So you’re looking to do the unthinkable - block Google from indexing your WordPress site.
Most webmasters are pulling their hair out trying to get Google to rank their site higher, so kudos to you for breaking the trend and going the opposite direction.
But here’s the thing about Google and other search engines:
They want to index the entire web. That’s the entire point of their existence. So if you want to stop Google from indexing your WordPress site, you need to be proactive about it.
Without taking the proper steps to block Google from your site, Google will invariably find your site, crawl it, and put it in the index.
If you have a development site - that’s bad. If you have a private site - that’s bad.
I’m not going to try to understand why you want to block Google from indexing your WordPress site. I’ll assume you have your reasons. Here are a few ways in which you can do it…
Have WordPress Tell Google to Stop Crawling Your Site
To get started, the easiest way to keep Google away from your site is to use a core WordPress function.
WordPress has a default setting for Search Engine Visibility under Settings → Reading:
If you check that box, WordPress does two things:
First, WordPress modifies your site’s robots.txt file and adds two little lines of code to it:
Here’s what each part of the code means:
- User-agent: * - this part means it applies to every single crawler, rather than just a specific one. This is going to tell every single robot to stay away.
- Disallow: / - this part tells all the robots referenced in part 1 to not visit any pages on your site.
While WordPress can’t “force” robots to follow these directions, the major search engines should all adhere to your request.
The second thing that WordPress does is add another short line of code to your website’s header:
The robots.txt line told robots to stay away. But it didn’t specifically tell them not to index your site. That’s what this does.
The noindex tag, as applied by WordPress, tells every single robot not to index your site.
Put the two together and WordPress is essentially telling search engines:
- Stay away from my site
- Don’t index my site
You could always manually add these two code snippets to your robots.txt file and header.php file...but given that all you need to do is check a box in the WordPress settings, I don’t think there’s any benefit to doing it that way.

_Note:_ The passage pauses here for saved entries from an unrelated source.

PR #155, opened 2022-07-20
Move CI to Github Actions

ekampf:
Based on build process from Hashicorp's https://github.com/hashicorp/terraform-provider-scaffolding

# Changes
- Move CI from CircleCI to Github
- Run acceptance tests on multiple TF versions to ensure compatibility
- Coverage now uploaded for all tests not just acceptance (it was a bug in the CircleCI build)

What About Removing Pages That Are Already Indexed?
The above method will stop Google and other search engines from indexing new pages of your site. But if Google already indexed your site, visitors will still be able to see your site in the search results for a period of time. And because your site is otherwise public, they’ll also be able to click through from the search results to your site.
Google will eventually get around to removing your site from the index - but there will be a gap period where your site is still indexed and available.
If you need to get your site removed from Google quickly, though, you can speed up this process by submitting a request to temporarily remove URLs.
To temporarily remove URLs from Google’s index (while you wait for Google to permanently do it itself), you can use Google Search Console. Before you can access the tool, you’ll need to have added your website to Google Search Console.
Then, you can access the tool by going to Google Index → Remove URLs inside the Search Console interface for the site you want to remove from Google:
Unfortunately, you’ll need to process each URL individually. But you should be able to delist all your important pages using this tool.
Going Further - Password Protecting Your Site
If you absolutely want to ensure that Google is completely, 100% blocked from indexing your site, the most foolproof way is to set up some sort of password or IP restriction for your site.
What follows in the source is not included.